• **What you are asked to do**:
Copy out all the records, word for word.

____ Given records

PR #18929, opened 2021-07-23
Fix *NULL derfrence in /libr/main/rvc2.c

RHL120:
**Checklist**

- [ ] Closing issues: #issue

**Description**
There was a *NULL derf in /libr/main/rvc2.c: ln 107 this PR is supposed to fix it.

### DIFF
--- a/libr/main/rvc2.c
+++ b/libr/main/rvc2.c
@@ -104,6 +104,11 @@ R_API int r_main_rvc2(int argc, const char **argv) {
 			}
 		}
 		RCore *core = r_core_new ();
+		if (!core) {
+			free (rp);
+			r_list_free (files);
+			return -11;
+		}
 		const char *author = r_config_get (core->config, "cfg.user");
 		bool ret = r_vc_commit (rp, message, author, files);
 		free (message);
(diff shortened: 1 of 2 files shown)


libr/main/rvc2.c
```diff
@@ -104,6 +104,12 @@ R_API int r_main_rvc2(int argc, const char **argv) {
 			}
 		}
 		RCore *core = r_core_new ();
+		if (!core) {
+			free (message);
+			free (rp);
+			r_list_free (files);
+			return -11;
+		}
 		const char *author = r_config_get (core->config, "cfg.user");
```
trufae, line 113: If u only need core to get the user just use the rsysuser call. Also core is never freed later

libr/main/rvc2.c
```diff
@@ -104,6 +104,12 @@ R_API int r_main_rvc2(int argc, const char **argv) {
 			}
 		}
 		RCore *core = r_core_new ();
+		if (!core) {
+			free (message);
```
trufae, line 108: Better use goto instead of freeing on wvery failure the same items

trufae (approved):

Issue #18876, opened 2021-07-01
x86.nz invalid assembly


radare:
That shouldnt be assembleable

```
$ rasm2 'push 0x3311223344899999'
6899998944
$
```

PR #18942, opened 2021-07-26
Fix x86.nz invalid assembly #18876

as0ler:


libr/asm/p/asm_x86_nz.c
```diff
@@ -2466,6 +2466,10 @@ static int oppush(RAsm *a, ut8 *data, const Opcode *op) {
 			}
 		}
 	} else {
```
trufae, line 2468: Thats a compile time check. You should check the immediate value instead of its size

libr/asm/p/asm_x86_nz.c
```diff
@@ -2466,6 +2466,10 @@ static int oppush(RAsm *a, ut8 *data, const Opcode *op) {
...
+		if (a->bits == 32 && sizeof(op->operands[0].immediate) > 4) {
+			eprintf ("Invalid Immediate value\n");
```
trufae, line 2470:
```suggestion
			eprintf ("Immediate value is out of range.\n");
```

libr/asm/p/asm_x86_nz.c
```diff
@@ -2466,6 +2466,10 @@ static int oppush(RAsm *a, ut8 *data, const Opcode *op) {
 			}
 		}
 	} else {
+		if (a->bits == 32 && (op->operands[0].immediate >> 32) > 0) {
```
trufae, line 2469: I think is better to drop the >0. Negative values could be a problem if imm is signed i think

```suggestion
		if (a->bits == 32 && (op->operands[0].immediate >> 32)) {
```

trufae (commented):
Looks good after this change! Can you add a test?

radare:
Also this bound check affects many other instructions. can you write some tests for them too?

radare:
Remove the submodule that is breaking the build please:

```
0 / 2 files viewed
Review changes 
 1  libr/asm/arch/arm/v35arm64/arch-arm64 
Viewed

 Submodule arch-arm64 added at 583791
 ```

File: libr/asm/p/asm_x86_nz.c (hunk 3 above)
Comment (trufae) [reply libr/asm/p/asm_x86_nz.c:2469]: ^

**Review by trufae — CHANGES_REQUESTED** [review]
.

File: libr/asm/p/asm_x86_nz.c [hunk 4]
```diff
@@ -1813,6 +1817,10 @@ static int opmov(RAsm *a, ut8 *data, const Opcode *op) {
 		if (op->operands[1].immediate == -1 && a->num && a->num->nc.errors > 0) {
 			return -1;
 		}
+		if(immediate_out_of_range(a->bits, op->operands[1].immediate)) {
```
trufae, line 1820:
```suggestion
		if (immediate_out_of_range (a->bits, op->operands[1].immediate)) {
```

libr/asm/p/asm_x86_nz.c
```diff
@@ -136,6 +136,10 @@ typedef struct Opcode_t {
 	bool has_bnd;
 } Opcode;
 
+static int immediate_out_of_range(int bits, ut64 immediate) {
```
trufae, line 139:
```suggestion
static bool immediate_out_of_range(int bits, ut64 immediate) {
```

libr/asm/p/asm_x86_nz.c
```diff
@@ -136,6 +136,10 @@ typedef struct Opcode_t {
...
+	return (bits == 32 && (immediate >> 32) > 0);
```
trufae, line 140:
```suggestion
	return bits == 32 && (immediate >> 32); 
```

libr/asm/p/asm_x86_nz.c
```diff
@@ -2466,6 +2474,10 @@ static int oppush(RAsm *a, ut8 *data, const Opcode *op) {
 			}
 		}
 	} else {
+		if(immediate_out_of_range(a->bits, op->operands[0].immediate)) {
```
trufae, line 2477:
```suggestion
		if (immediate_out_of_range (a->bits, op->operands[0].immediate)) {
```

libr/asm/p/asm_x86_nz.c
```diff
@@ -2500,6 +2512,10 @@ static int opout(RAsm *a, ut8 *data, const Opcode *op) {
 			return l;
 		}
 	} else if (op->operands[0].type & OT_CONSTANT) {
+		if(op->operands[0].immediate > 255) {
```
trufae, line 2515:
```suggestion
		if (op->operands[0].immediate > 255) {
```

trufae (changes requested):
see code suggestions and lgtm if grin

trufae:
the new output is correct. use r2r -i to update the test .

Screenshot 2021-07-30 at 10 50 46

________

• **Task result**:
PR #18929, opened 2021-07-23
Fix *NULL derfrence in /libr/main/rvc2.c

RHL120:
**Checklist**

- [ ] Closing issues: #issue

**Description**
There was a *NULL derf in /libr/main/rvc2.c: ln 107 this PR is supposed to fix it.

### DIFF
--- a/libr/main/rvc2.c
+++ b/libr/main/rvc2.c
@@ -104,6 +104,11 @@ R_API int r_main_rvc2(int argc, const char **argv) {
 			}
 		}
 		RCore *core = r_core_new ();
+		if (!core) {
+			free (rp);
+			r_list_free (files);
+			return -11;
+		}
 		const char *author = r_config_get (core->config, "cfg.user");
 		bool ret = r_vc_commit (rp, message, author, files);
 		free (message);
(diff shortened: 1 of 2 files shown)


libr/main/rvc2.c
```diff
@@ -104,6 +104,12 @@ R_API int r_main_rvc2(int argc, const char **argv) {
 			}
 		}
 		RCore *core = r_core_new ();
+		if (!core) {
+			free (message);
+			free (rp);
+			r_list_free (files);
+			return -11;
+		}
 		const char *author = r_config_get (core->config, "cfg.user");
```
trufae, line 113: If u only need core to get the user just use the rsysuser call. Also core is never freed later

libr/main/rvc2.c
```diff
@@ -104,6 +104,12 @@ R_API int r_main_rvc2(int argc, const char **argv) {
 			}
 		}
 		RCore *core = r_core_new ();
+		if (!core) {
+			free (message);
```
trufae, line 108: Better use goto instead of freeing on wvery failure the same items

trufae (approved):

Issue #18876, opened 2021-07-01
x86.nz invalid assembly


radare:
That shouldnt be assembleable

```
$ rasm2 'push 0x3311223344899999'
6899998944
$
```

PR #18942, opened 2021-07-26
Fix x86.nz invalid assembly #18876

as0ler:


libr/asm/p/asm_x86_nz.c
```diff
@@ -2466,6 +2466,10 @@ static int oppush(RAsm *a, ut8 *data, const Opcode *op) {
 			}
 		}
 	} else {
```
trufae, line 2468: Thats a compile time check. You should check the immediate value instead of its size

libr/asm/p/asm_x86_nz.c
```diff
@@ -2466,6 +2466,10 @@ static int oppush(RAsm *a, ut8 *data, const Opcode *op) {
...
+		if (a->bits == 32 && sizeof(op->operands[0].immediate) > 4) {
+			eprintf ("Invalid Immediate value\n");
```
trufae, line 2470:
```suggestion
			eprintf ("Immediate value is out of range.\n");
```

libr/asm/p/asm_x86_nz.c
```diff
@@ -2466,6 +2466,10 @@ static int oppush(RAsm *a, ut8 *data, const Opcode *op) {
 			}
 		}
 	} else {
+		if (a->bits == 32 && (op->operands[0].immediate >> 32) > 0) {
```
trufae, line 2469: I think is better to drop the >0. Negative values could be a problem if imm is signed i think

```suggestion
		if (a->bits == 32 && (op->operands[0].immediate >> 32)) {
```

trufae (commented):
Looks good after this change! Can you add a test?

radare:
Also this bound check affects many other instructions. can you write some tests for them too?

radare:
Remove the submodule that is breaking the build please:

```
0 / 2 files viewed
Review changes 
 1  libr/asm/arch/arm/v35arm64/arch-arm64 
Viewed

 Submodule arch-arm64 added at 583791
 ```

File: libr/asm/p/asm_x86_nz.c (hunk 3 above)
Comment (trufae) [reply libr/asm/p/asm_x86_nz.c:2469]: ^

**Review by trufae — CHANGES_REQUESTED** [review]
.

File: libr/asm/p/asm_x86_nz.c [hunk 4]
```diff
@@ -1813,6 +1817,10 @@ static int opmov(RAsm *a, ut8 *data, const Opcode *op) {
 		if (op->operands[1].immediate == -1 && a->num && a->num->nc.errors > 0) {
 			return -1;
 		}
+		if(immediate_out_of_range(a->bits, op->operands[1].immediate)) {
```
trufae, line 1820:
```suggestion
		if (immediate_out_of_range (a->bits, op->operands[1].immediate)) {
```

libr/asm/p/asm_x86_nz.c
```diff
@@ -136,6 +136,10 @@ typedef struct Opcode_t {
 	bool has_bnd;
 } Opcode;
 
+static int immediate_out_of_range(int bits, ut64 immediate) {
```
trufae, line 139:
```suggestion
static bool immediate_out_of_range(int bits, ut64 immediate) {
```

libr/asm/p/asm_x86_nz.c
```diff
@@ -136,6 +136,10 @@ typedef struct Opcode_t {
...
+	return (bits == 32 && (immediate >> 32) > 0);
```
trufae, line 140:
```suggestion
	return bits == 32 && (immediate >> 32); 
```

libr/asm/p/asm_x86_nz.c
```diff
@@ -2466,6 +2474,10 @@ static int oppush(RAsm *a, ut8 *data, const Opcode *op) {
 			}
 		}
 	} else {
+		if(immediate_out_of_range(a->bits, op->operands[0].immediate)) {
```
trufae, line 2477:
```suggestion
		if (immediate_out_of_range (a->bits, op->operands[0].immediate)) {
```

libr/asm/p/asm_x86_nz.c
```diff
@@ -2500,6 +2512,10 @@ static int opout(RAsm *a, ut8 *data, const Opcode *op) {
 			return l;
 		}
 	} else if (op->operands[0].type & OT_CONSTANT) {
+		if(op->operands[0].immediate > 255) {
```
trufae, line 2515:
```suggestion
		if (op->operands[0].immediate > 255) {
```

trufae (changes requested):
see code suggestions and lgtm if grin

trufae:
the new output is correct. use r2r -i to update the test .

Screenshot 2021-07-30 at 10 50 46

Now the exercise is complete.